MATERIALS PROVIDED

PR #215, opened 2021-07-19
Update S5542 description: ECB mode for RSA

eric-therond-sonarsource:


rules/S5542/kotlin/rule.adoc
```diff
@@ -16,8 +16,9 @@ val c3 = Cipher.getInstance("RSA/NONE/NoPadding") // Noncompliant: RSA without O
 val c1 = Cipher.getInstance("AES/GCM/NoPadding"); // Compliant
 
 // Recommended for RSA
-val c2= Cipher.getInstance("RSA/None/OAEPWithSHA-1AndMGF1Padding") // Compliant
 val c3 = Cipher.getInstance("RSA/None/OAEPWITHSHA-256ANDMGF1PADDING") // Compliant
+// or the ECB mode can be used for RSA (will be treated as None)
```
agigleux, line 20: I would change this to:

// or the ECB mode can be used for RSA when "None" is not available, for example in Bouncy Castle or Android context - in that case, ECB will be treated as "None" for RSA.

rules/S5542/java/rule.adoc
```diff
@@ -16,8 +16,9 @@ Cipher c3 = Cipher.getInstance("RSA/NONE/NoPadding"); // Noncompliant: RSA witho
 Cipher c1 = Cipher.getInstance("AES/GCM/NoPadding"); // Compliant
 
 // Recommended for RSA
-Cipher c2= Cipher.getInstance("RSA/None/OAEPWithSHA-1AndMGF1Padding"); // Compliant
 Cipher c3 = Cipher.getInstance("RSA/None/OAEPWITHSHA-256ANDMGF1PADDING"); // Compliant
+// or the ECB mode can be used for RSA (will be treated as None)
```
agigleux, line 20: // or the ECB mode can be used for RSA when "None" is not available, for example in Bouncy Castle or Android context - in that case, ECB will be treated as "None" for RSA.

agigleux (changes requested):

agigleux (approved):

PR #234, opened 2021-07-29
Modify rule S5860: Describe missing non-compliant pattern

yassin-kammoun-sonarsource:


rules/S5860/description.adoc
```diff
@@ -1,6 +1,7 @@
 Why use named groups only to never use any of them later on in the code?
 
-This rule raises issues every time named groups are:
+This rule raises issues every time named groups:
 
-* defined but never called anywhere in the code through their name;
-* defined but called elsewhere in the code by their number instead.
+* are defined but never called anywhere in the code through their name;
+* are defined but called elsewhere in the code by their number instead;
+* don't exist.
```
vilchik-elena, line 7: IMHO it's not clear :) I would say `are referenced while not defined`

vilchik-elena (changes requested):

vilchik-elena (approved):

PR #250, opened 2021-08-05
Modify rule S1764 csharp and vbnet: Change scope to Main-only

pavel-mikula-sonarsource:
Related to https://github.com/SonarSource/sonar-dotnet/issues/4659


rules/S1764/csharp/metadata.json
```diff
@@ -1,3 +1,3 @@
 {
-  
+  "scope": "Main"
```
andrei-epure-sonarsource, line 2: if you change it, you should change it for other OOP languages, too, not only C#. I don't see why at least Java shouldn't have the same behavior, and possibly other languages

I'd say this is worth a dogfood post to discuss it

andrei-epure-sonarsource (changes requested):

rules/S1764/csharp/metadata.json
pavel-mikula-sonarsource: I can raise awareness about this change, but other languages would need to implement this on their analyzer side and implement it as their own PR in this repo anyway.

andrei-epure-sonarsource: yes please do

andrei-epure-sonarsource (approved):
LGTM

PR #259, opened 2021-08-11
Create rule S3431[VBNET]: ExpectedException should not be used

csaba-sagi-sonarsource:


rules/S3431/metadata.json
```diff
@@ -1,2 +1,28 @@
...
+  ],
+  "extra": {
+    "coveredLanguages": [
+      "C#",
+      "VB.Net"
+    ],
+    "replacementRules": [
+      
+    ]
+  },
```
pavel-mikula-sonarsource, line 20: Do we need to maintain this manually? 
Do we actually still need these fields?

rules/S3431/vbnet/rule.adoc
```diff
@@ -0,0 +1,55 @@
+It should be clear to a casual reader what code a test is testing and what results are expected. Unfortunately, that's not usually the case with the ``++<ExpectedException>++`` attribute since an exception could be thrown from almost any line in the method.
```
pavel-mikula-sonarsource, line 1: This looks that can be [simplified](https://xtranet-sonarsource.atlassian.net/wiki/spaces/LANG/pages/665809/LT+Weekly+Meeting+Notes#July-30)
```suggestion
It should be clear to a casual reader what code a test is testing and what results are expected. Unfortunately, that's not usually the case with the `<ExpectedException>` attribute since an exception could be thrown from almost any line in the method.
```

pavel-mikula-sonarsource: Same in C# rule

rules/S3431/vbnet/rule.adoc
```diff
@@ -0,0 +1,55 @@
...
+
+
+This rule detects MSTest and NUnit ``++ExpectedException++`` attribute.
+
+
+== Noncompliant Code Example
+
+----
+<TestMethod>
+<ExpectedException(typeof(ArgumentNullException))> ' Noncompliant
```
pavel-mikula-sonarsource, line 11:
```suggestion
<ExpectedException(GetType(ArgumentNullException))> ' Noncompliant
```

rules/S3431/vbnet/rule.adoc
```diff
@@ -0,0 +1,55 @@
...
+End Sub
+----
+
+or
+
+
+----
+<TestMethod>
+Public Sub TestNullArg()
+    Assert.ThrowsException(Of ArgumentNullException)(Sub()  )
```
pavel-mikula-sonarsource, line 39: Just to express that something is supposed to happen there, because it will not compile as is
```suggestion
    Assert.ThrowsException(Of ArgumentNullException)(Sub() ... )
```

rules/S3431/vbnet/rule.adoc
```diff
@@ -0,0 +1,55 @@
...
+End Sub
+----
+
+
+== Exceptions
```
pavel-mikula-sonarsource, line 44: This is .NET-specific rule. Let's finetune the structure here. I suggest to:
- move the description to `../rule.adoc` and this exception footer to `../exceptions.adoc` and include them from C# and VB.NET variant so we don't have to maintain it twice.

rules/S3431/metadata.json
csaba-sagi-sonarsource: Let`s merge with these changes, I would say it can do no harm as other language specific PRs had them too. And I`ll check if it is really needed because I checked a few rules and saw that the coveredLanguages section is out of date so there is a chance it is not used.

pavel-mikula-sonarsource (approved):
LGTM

EXERCISE GOAL
Examine the records above and give the number of lines in which the string "only" appears, with no other words.

RESULT OF THE EXERCISE
3